RECORDS SHOWN: Begin

PR #3873, opened 2023-07-28
[WIP] 🚧 feat(api): set integration as primary and priority system

LetItRock:

Set integration as "primary" endpoint and priority system logic:
1. One integration per channel could be marked as primary.
2. Only Email and SMS integrations could be marked as primary and will apply priority to the integrations. For the Chat and Push integrations messages are delivered for each channel, potentially different integrations, meaning that we can't have a "primary" integration concept or priority system. For In-App we only have one provider rn, but in future, we might have many per application, so there also we can't apply these concepts.
3. When we do create or update the first active integration (excluding Novu providers) for the Email or SMS channel, that integration will become automatically primary.
4. I will describe all the other logic in comments on the code.

### DIFF
--- a/apps/api/src/app/integrations/usecases/set-integration-as-primary/set-integration-as-primary.command.ts
+++ b/apps/api/src/app/integrations/usecases/set-integration-as-primary/set-integration-as-primary.command.ts
@@ -1,0 +1,13 @@
+import { IsDefined, IsMongoId } from 'class-validator';
+
+import { OrganizationCommand } from '../../../shared/commands/organization.command';
+
+export class SetIntegrationAsPrimaryCommand extends OrganizationCommand {
+  @IsDefined()
+  @IsMongoId()
+  integrationId: string;
+
+  @IsDefined()
+  @IsMongoId()
+  environmentId: string;
+}
--- a/apps/api/src/app/integrations/usecases/set-integration-as-primary/set-integration-as-primary.usecase.ts
+++ b/apps/api/src/app/integrations/usecases/set-integration-as-primary/set-integration-as-primary.usecase.ts
@@ -1,0 +1,109 @@
+import { Injectable, NotFoundException, Logger, BadRequestException } from '@nestjs/common';
+import { IntegrationEntity, IntegrationRepository } from '@novu/dal';
+import { CHANNELS_WITH_PRIMARY } from '@novu/shared';
+import {
+  AnalyticsService,
+  buildIntegrationKey,
+  InvalidateCacheService,
+  GetFeatureFlag,
+  FeatureFlagCommand,
+} from '@novu/application-generic';
+
+import { SetIntegrationAsPrimaryCommand } from './set-integration-as-primary.command';
+
+@Injectable()
+export class SetIntegrationAsPrimary {
+  constructor(
+    private invalidateCache: InvalidateCacheService,
+    private integrationRepository: IntegrationRepository,
+    private analyticsService: AnalyticsService,
+    private getFeatureFlag: GetFeatureFlag
+  ) {}
+
+  private async updatePrimaryFlag({ existingIntegration }: { existingIntegration: IntegrationEntity }) {
+    await this.integrationRepository.update(
+      {
+        _organizationId: existingIntegration._organizationId,
+        _environmentId: existingIntegration._environmentId,
+        channel: existingIntegration.channel,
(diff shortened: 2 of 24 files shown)


apps/api/src/app/integrations/usecases/set-integration-as-primary/set-integration-as-primary.command.ts
```diff
@@ -0,0 +1,13 @@
...
+import { OrganizationCommand } from '../../../shared/commands/organization.command';
+
+export class SetIntegrationAsPrimaryCommand extends OrganizationCommand {
+  @IsDefined()
+  @IsMongoId()
+  integrationId: string;
+
+  @IsDefined()
+  @IsMongoId()
+  environmentId: string;
```
djabarovgeorge, line 12: should we reuse EnvironmentWithUserCommand as base here?

apps/api/src/app/integrations/usecases/set-integration-as-primary/set-integration-as-primary.usecase.ts
```diff
@@ -0,0 +1,109 @@
...
+      channel,
+      _organizationId,
+      _environmentId,
+    });
+
+    await this.invalidateCache.invalidateQuery({
+      key: buildIntegrationKey().invalidate({
+        _organizationId,
+      }),
+    });
```
djabarovgeorge, line 89: 🚀

apps/api/src/app/integrations/usecases/set-integration-as-primary/set-integration-as-primary.usecase.ts
```diff
@@ -0,0 +1,109 @@
...
+          primary: true,
+        },
+      }
+    );
+  }
+
+  async execute(command: SetIntegrationAsPrimaryCommand): Promise<IntegrationEntity> {
+    Logger.verbose('Executing Set Integration As Primary Usecase');
+
+    const existingIntegration = await this.integrationRepository.findById(command.integrationId);
```
djabarovgeorge, line 57: can we add here environment id as well as a guard just in case?

apps/api/src/app/integrations/usecases/update-integration/update-integration.usecase.ts
```diff
@@ -29,6 +29,88 @@ export class UpdateIntegration {
...
+        _environmentId: existingIntegration._environmentId,
+        channel: existingIntegration.channel,
+        exclude: true,
+      });
+
+      result = {
+        priority: 0,
+        primary: false,
+      };
+    }
```
djabarovgeorge, line 109: does this mean that if i update inactive integration it will update with a priority of 0 and primary false? 
if so it feels a bit like a side effect, would not we expect to get the same order we had before (if we deactivate and activate) so when we do recalculatePriorityForAllActive so the original order remains the same?

I hope I got it right. the side effect i think we have is that all the diactivated integration will go to the last priority right away but it could be an expected behavior

djabarovgeorge (commented):
Everything looks great! :) I just had a couple of questions sorry about it, if my concerns are by design I can approve it just let me know

another small thing i think create and update usecase shares some logic maybe we could extract it as well but totally could we for future refactoring.

apps/api/src/app/integrations/usecases/update-integration/update-integration.usecase.ts
djabarovgeorge: > means the user doesn't want to use it.
or diactivated for some period of time due to internal issues or even the user is playing with the dashboard.
but at this stage as you said we can leave it like this and then update **if needed**

djabarovgeorge (approved):
Yeah looks great to me awesome work :)

libs/dal/src/repositories/integration/integration.repository.ts
```diff
@@ -70,4 +104,49 @@ export class IntegrationRepository extends BaseRepository<IntegrationDBModel, In
...
+  }) {
+    const otherActiveIntegrations = await this.find(
+      {
+        _organizationId,
+        _environmentId,
+        channel,
+        active: true,
+        _id: {
+          $nin: [_id],
+        },
```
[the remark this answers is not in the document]
djabarovgeorge: actually, i looked at it and i think it should work, but not a priority for now.

PR #3875, opened 2023-07-29
chore(api): migration script for primary and priority integration fields

LetItRock:

The migration script to populate the primary and priority integration fields.

Screenshot 2023-07-30 at 00 28 12


apps/api/migrations/integration-scheme-update/add-primary-priority-migration.ts
```diff
@@ -0,0 +1,139 @@
...
+      );
+      continue;
+    }
+
+    console.log('\n------------------------------------------');
+    console.log(
+      `Migrating integrations for the "${organization.name}" organization in the ${environment.name} environment:`
+    );
+
+    for (const channel of CHANNELS_WITH_PRIMARY) {
```
LetItRock, line 38: Only the `email` and `sms` channels do support the primary and priority fields

apps/api/migrations/integration-scheme-update/add-primary-priority-migration.ts
```diff
@@ -0,0 +1,139 @@
...
+      const integrations = await integrationRepository.find(
+        {
+          _organizationId: organization._id,
+          _environmentId: environment._id,
+          channel,
+          active: true,
+        },
+        undefined,
+        { sort: { createdAt: -1 } }
+      );
```
LetItRock, line 48: find all active integrations for a channel sorted by `createdAt` date desc

apps/api/migrations/integration-scheme-update/add-primary-priority-migration.ts
```diff
@@ -0,0 +1,139 @@
...
+        await integrationRepository.update(
+          {
+            _id: integration._id,
+            _environmentId: integration._environmentId,
+            _organizationId: integration._organizationId,
+          },
+          {
+            $set: payload,
+          }
+        );
```
LetItRock, line 68: update the integration: the last created is primary... the priority is set like the biggest number is the highest priority

apps/api/migrations/integration-scheme-update/add-primary-priority-migration.ts
```diff
@@ -0,0 +1,139 @@
...
+      }
```
LetItRock, line 97: for all inactive integrations set primary to false and priority to 0

apps/api/migrations/integration-scheme-update/add-primary-priority-migration.ts
```diff
@@ -0,0 +1,139 @@
...
```
LetItRock, line 126: We don't support primary and priority for the In-App, Push, Chat. Because one subscriber can have multiple channels assigned, ex. two Push channels for two devices that are both "active" - so "primary" and with the highest "priority".

djabarovgeorge (commented):
Looks amazing! Personally, i forgot about the last two parts of your script.

What do you think about adding gourds so we can run this script twice, in case we run this one and while the script is running users will create integrations? your code should work but i suspect it could cause unpredicted side effects. Or we won't run this script twice? 😅

LetItRock:
> Looks amazing! Personally, i forgot about the last two parts of your script.
> 
> What do you think about adding gourds so we can run this script twice, in case we run this one and while the script is running users will create integrations? your code should work but i suspect it could cause unpredicted side effects. Or we won't run this script twice? 😅

thanks, George for the suggestion, we will check the items in the DB after running this script, and if there would be any we might run the script again ;)

apps/api/migrations/integration-scheme-update/add-primary-priority-migration.ts
```diff
@@ -0,0 +1,139 @@
...
+      const integrations = await integrationRepository.find({
+        _organizationId: organization._id,
+        _environmentId: environment._id,
+        channel,
+      });
+      console.log('------');
+      console.log(`Found ${integrations.length} integrations for the ${channel} channel`);
+
+      for (let i = 0; i < integrations.length; i++) {
+        const integration = integrations[i];
```
djabarovgeorge, line 110: what do you think about doing a small check if primary/priority already exists in the integration and if not skip the update?

djabarovgeorge: @LetItRock

LetItRock: @djabarovgeorge for the above channels there won't be primary integrations... but if you mean for the sms/email and you are worried that this migration might fail, I would say that we will run it in the beginning without the updates just to get some statistics and see if it will pass, and if everything will be ok then we will run it with updates... 

anyway, even if it will fail it's "safe" to run it a second time, because the integrations are updated by order of `createdAt` desc...

djabarovgeorge: I am not afraid of failure just for side effects for the user if it will time from the fist and second run. But if the difference will be small there shouldn't be issue.

djabarovgeorge (approved):
🔥

apps/api/migrations/integration-scheme-update/add-primary-priority-migration.ts
LetItRock: we will figure it out :)

PR #3876, opened 2023-07-30
fix: allow return 'data' as response prop

djabarovgeorge:

allow return 'data' as response prop

so we could create entities with a 'data' prop on the root layer and return them properly.


apps/api/src/app/shared/framework/response.interceptor.ts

RECORDS SHOWN: End

Please return exactly the lines from the first line of the material through the one with "1. One integration", and no lines after it.

PR #3873, opened 2023-07-28
[WIP] 🚧 feat(api): set integration as primary and priority system

LetItRock:

Set integration as "primary" endpoint and priority system logic:
1. One integration per channel could be marked as primary.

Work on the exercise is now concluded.